Source records:

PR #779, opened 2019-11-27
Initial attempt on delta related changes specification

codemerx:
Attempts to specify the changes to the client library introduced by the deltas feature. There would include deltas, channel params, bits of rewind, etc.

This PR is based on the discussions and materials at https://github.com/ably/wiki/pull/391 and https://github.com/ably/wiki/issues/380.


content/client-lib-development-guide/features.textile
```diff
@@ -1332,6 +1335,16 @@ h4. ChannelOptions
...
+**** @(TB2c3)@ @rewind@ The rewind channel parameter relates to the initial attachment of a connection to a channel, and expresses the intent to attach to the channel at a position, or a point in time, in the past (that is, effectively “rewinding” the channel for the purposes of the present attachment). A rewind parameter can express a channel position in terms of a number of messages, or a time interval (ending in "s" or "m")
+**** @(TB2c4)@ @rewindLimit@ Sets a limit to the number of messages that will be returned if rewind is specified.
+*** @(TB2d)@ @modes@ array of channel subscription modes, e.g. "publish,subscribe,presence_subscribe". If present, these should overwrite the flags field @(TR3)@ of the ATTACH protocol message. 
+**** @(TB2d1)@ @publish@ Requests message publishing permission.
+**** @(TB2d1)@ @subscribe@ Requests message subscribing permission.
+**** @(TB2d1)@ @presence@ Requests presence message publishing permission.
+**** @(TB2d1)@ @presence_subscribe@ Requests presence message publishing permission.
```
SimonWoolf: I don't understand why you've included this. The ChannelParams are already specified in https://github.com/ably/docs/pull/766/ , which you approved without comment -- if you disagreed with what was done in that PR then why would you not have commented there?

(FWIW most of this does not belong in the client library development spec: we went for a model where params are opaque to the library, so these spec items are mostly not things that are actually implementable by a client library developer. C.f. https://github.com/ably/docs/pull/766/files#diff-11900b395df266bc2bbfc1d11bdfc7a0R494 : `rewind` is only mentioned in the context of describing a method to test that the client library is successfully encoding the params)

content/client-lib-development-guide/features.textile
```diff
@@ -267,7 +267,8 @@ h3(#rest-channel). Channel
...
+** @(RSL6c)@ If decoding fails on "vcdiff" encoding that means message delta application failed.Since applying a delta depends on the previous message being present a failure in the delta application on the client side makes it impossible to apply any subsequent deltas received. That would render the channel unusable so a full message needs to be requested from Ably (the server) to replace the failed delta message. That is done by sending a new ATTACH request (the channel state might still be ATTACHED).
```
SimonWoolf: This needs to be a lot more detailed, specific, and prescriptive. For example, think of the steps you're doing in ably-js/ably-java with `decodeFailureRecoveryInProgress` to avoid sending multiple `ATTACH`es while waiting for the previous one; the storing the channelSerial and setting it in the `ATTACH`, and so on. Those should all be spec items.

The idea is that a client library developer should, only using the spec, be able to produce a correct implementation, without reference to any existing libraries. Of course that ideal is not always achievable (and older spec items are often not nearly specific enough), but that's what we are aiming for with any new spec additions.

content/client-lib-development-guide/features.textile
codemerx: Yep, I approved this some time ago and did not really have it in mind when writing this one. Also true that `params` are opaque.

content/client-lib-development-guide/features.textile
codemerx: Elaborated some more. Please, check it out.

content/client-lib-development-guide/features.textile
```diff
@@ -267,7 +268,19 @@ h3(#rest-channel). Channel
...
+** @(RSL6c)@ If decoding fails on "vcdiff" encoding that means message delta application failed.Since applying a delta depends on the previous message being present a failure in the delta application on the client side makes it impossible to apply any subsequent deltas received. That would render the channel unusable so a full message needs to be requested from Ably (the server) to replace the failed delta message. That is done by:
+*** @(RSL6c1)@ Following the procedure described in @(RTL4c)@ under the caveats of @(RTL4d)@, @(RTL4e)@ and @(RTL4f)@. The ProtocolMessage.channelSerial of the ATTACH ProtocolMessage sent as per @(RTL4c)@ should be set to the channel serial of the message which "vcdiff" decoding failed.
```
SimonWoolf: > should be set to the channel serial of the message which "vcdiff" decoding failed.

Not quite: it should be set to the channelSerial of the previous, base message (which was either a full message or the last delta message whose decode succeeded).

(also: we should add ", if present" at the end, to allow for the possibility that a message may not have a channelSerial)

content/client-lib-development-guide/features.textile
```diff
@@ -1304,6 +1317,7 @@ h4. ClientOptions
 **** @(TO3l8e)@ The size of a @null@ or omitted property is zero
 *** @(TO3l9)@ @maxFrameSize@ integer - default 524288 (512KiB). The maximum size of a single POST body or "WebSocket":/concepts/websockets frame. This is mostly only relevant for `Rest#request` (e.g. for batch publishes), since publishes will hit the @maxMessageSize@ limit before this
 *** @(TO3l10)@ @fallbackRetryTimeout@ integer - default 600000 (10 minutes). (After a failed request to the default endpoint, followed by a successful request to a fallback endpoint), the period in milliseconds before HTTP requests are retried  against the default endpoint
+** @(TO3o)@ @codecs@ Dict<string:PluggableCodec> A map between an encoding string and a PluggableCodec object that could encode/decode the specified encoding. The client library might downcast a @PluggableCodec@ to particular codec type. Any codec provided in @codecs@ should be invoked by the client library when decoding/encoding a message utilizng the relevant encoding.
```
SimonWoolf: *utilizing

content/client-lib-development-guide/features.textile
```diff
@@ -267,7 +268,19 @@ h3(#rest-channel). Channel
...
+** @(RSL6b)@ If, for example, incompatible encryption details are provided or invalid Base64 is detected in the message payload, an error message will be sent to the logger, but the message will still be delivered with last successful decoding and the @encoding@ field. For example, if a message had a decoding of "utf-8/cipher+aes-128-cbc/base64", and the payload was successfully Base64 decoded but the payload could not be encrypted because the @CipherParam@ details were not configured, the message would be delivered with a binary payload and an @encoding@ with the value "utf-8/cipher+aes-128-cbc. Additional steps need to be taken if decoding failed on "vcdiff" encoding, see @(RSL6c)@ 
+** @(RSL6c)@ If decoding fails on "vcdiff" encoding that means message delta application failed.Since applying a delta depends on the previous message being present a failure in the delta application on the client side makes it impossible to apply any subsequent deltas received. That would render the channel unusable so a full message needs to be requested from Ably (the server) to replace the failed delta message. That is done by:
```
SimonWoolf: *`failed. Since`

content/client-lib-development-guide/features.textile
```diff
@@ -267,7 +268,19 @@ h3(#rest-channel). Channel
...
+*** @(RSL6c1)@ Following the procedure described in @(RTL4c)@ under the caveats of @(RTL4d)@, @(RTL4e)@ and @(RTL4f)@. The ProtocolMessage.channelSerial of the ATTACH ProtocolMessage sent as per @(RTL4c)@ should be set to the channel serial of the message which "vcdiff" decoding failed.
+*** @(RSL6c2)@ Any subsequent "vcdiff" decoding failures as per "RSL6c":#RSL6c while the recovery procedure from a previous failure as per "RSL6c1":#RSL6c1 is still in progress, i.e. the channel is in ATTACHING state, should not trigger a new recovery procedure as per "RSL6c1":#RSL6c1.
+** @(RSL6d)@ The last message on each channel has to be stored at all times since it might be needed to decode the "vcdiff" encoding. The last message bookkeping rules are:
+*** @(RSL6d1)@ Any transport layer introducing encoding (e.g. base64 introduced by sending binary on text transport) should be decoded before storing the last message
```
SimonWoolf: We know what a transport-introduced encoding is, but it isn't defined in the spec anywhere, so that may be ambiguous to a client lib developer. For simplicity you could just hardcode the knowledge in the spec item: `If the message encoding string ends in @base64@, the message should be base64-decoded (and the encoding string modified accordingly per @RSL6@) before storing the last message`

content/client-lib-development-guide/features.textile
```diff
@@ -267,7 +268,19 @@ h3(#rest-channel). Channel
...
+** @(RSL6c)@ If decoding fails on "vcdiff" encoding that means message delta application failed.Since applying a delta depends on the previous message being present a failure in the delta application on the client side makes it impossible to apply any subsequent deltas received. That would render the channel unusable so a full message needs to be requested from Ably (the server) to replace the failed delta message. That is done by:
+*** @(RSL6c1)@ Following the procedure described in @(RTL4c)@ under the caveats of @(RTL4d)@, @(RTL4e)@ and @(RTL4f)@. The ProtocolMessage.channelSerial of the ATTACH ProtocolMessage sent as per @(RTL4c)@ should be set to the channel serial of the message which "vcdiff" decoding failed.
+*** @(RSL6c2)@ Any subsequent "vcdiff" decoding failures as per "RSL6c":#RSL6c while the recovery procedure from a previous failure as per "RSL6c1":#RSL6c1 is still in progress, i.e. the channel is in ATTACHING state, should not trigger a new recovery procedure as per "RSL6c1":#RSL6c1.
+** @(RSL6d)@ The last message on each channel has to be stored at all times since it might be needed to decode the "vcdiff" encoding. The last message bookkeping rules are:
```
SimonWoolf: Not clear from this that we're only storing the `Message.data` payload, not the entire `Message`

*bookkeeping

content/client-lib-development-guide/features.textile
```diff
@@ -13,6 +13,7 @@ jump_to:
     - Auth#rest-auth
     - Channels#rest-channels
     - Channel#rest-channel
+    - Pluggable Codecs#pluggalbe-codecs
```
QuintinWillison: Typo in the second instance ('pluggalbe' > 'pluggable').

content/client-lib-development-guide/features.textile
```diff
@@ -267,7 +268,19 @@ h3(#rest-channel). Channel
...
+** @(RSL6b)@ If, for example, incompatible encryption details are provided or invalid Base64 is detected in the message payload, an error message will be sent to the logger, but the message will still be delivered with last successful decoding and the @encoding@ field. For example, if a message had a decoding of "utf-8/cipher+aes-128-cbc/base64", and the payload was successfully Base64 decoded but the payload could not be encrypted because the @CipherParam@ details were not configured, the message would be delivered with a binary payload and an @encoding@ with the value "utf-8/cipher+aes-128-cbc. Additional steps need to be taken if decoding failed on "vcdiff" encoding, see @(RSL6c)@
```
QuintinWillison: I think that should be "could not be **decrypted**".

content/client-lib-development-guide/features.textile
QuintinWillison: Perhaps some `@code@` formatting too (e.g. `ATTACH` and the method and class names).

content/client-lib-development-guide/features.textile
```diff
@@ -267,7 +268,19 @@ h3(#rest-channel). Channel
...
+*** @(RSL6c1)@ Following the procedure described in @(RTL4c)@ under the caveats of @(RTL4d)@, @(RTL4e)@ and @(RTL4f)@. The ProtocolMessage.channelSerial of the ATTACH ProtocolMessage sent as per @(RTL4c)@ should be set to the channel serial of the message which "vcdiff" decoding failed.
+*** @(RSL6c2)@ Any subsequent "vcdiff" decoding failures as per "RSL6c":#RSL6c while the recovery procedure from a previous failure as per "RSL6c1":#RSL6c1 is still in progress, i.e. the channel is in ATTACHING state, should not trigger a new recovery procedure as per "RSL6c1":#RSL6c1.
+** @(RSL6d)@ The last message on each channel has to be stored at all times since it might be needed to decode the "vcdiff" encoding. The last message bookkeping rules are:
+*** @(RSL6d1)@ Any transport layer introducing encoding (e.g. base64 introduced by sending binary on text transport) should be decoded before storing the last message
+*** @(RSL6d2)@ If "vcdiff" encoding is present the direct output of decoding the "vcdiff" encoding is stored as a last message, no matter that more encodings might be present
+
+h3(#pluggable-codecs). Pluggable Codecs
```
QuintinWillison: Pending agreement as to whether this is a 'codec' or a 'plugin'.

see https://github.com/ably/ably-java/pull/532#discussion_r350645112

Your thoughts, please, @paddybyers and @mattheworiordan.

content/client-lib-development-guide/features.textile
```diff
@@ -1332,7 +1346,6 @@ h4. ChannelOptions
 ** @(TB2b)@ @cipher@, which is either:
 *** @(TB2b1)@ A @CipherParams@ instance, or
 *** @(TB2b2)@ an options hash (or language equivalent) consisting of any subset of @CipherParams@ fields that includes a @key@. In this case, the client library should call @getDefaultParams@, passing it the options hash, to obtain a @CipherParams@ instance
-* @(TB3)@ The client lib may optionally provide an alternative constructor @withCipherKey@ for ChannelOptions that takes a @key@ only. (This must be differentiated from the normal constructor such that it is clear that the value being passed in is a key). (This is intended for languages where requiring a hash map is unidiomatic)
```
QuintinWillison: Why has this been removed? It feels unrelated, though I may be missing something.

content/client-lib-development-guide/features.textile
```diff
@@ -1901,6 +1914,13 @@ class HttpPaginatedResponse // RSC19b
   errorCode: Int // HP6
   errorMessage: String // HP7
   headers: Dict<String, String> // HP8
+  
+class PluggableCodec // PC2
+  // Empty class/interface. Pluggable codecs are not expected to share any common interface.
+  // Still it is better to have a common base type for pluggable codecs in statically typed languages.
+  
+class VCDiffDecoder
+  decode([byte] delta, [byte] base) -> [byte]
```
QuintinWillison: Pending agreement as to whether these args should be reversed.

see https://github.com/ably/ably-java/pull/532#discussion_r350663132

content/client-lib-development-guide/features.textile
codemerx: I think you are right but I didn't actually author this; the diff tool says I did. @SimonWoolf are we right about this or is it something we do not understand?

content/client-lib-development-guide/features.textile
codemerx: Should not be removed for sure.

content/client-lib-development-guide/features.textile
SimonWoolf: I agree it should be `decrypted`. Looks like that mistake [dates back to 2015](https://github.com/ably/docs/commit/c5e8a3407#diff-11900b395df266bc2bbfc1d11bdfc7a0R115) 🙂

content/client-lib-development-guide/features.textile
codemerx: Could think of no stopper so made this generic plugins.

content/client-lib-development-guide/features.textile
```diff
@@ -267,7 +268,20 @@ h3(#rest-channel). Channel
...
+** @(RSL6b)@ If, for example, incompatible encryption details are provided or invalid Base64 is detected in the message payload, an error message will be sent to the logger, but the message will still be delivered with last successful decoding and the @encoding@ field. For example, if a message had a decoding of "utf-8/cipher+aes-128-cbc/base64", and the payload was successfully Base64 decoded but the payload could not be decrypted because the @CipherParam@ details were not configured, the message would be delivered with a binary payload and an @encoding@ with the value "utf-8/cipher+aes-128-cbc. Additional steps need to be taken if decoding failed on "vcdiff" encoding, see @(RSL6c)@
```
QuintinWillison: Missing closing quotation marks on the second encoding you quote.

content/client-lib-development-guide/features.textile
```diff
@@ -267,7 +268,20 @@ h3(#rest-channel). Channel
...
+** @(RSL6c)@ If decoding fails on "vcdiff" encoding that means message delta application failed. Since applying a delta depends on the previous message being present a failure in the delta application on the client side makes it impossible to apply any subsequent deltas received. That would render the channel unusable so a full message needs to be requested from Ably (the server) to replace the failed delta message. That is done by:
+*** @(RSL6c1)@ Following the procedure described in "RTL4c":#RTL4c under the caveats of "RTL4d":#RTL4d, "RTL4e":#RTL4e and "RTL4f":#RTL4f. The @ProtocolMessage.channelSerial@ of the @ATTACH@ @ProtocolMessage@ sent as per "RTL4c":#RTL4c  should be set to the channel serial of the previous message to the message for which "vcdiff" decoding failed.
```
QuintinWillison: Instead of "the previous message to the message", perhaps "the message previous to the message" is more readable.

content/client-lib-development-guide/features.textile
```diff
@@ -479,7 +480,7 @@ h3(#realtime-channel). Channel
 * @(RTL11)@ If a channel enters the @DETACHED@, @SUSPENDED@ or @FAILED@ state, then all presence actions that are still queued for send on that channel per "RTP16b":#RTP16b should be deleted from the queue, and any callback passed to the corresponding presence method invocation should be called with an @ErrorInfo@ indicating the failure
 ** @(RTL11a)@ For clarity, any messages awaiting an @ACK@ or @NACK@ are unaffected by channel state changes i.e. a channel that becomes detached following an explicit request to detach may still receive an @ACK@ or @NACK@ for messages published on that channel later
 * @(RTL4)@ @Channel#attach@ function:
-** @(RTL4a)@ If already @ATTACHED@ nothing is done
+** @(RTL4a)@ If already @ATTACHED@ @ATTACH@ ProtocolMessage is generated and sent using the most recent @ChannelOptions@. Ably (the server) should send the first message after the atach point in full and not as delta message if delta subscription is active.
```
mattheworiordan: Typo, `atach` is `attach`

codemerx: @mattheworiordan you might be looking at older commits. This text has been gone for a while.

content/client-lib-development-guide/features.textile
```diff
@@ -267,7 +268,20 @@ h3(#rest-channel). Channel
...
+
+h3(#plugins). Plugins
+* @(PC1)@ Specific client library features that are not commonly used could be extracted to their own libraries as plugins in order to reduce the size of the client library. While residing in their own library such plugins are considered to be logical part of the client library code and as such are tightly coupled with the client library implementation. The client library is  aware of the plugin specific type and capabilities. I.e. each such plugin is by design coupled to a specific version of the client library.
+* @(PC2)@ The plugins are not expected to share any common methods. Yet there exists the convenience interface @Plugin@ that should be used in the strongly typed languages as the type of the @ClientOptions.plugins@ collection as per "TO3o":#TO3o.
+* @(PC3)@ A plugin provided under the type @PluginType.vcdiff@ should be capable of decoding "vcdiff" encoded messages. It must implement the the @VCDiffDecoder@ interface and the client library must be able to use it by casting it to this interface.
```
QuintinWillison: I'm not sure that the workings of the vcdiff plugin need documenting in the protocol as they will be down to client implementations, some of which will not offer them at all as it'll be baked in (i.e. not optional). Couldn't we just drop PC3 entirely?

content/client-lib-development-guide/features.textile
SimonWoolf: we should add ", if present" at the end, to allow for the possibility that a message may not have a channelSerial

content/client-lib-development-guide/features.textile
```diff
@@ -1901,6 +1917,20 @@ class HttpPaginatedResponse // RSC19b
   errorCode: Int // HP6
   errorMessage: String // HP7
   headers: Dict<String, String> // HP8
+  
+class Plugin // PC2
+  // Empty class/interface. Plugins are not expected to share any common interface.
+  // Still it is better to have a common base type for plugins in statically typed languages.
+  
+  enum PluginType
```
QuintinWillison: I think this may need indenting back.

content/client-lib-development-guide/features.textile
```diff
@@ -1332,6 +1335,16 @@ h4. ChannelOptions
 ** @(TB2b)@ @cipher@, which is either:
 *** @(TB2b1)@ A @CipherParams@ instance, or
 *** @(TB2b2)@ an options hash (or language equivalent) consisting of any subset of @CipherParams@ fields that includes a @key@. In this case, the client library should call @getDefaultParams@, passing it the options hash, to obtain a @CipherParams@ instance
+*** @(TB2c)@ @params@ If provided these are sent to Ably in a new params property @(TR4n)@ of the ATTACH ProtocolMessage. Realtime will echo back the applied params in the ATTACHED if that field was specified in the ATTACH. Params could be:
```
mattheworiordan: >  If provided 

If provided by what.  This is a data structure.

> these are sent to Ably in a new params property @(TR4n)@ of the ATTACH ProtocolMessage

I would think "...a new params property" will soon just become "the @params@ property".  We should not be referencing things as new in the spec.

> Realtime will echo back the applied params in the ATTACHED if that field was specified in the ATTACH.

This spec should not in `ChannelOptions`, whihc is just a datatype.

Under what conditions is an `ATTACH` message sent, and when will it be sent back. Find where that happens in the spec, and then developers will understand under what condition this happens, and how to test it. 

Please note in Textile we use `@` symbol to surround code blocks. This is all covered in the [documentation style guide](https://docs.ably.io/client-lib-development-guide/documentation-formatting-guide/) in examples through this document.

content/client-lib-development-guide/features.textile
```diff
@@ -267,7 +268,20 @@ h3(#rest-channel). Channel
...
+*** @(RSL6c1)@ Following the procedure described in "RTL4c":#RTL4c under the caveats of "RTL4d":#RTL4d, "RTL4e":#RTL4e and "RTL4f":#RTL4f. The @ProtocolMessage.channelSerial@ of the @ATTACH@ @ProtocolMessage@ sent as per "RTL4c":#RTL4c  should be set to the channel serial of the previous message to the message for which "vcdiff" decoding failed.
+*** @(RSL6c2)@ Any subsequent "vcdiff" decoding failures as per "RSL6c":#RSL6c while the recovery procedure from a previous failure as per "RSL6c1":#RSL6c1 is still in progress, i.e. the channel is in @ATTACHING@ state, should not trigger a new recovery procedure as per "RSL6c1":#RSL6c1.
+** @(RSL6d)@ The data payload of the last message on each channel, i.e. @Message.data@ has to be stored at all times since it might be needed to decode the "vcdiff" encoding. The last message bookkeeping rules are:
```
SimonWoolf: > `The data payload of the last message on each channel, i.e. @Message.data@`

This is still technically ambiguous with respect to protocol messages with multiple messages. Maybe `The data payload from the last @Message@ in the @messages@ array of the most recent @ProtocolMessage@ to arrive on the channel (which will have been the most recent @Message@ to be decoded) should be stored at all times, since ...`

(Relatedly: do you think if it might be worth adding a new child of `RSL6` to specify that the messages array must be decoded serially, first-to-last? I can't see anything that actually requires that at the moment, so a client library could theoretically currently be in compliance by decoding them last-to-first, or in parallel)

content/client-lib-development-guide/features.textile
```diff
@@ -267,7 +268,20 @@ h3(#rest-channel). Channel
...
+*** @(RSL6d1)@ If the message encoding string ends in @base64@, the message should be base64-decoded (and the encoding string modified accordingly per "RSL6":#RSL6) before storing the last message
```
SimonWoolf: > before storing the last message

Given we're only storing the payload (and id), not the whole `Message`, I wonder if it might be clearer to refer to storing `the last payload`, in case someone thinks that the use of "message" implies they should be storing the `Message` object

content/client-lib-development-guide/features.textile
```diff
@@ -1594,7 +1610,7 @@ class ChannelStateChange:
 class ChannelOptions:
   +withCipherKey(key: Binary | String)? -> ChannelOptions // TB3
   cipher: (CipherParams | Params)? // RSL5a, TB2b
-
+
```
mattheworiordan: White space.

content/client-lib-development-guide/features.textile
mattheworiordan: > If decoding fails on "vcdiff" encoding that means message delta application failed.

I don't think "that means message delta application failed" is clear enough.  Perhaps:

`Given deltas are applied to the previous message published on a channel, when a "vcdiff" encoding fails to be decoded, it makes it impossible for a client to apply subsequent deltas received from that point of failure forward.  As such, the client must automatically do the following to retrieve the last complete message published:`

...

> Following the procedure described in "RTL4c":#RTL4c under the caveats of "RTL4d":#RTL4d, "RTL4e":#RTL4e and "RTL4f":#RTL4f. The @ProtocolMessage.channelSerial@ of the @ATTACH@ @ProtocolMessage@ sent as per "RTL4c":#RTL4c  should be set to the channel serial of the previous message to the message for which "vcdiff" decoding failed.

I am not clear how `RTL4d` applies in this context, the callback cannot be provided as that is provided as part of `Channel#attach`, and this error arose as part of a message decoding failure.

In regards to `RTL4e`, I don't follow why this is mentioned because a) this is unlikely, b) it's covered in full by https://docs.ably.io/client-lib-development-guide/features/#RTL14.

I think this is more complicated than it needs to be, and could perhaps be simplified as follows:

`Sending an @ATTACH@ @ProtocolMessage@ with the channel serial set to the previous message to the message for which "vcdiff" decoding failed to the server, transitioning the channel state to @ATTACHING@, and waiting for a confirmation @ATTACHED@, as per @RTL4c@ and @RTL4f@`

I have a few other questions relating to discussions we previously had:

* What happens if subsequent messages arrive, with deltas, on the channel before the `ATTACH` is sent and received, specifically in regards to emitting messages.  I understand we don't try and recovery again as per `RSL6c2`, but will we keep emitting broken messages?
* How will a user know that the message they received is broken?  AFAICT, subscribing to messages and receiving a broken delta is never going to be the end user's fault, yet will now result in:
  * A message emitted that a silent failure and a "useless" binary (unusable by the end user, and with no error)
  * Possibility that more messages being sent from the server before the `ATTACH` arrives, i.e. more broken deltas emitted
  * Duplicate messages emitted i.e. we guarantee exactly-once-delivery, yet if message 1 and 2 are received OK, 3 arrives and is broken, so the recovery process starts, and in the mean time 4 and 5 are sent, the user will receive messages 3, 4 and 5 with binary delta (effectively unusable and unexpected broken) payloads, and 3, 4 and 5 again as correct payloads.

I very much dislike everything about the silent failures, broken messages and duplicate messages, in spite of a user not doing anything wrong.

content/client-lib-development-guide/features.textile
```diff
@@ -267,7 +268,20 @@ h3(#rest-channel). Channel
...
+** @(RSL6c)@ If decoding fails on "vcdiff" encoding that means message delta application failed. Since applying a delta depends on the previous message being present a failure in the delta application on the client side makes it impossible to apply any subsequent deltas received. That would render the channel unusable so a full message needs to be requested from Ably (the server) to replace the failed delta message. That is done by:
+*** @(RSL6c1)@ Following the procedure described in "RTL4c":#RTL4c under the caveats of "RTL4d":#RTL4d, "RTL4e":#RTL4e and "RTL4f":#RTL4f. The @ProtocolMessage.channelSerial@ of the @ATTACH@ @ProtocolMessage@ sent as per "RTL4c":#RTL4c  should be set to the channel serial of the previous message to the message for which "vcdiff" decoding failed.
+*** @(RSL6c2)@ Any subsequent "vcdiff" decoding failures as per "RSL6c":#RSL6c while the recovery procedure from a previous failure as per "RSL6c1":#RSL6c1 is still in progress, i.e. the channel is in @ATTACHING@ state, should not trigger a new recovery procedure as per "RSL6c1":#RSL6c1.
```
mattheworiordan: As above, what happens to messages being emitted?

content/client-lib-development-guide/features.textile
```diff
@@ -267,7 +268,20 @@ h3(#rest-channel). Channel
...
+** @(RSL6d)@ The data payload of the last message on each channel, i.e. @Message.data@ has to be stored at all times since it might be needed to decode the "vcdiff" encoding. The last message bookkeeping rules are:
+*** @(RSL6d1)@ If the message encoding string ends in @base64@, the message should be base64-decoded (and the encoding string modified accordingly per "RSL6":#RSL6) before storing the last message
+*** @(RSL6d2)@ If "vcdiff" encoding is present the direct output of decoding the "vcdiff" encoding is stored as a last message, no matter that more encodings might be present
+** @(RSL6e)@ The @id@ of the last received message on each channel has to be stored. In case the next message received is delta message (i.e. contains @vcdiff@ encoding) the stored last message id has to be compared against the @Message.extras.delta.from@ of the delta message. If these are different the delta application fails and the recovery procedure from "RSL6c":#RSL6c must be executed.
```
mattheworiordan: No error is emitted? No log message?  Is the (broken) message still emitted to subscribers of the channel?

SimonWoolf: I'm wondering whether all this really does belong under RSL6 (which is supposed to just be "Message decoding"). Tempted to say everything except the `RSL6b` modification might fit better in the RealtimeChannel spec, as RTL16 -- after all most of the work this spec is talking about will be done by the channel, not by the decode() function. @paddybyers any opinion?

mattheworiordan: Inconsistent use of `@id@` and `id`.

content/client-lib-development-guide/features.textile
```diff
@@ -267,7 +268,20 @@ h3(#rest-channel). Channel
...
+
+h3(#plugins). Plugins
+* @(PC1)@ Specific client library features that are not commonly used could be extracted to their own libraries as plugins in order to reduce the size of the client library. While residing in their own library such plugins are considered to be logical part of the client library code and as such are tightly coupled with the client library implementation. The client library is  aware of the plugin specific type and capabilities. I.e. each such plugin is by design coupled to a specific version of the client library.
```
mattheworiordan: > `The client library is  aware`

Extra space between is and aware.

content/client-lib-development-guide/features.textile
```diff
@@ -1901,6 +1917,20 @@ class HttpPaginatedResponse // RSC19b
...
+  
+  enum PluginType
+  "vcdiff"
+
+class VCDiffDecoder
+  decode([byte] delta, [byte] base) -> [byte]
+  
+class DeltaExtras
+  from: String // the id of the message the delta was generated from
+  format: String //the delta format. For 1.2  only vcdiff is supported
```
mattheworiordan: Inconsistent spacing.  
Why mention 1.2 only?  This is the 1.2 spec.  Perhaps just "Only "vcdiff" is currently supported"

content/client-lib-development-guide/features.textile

What the exercise asks: Look for the word "sure" in the data, then return every line that contains it.

Result:
codemerx: Should not be removed for sure.
QuintinWillison: I'm not sure that the workings of the vcdiff plugin need documenting in the protocol as they will be down to client implementations, some of which will not offer them at all as it'll be baked in (i.e. not optional). Couldn't we just drop PC3 entirely?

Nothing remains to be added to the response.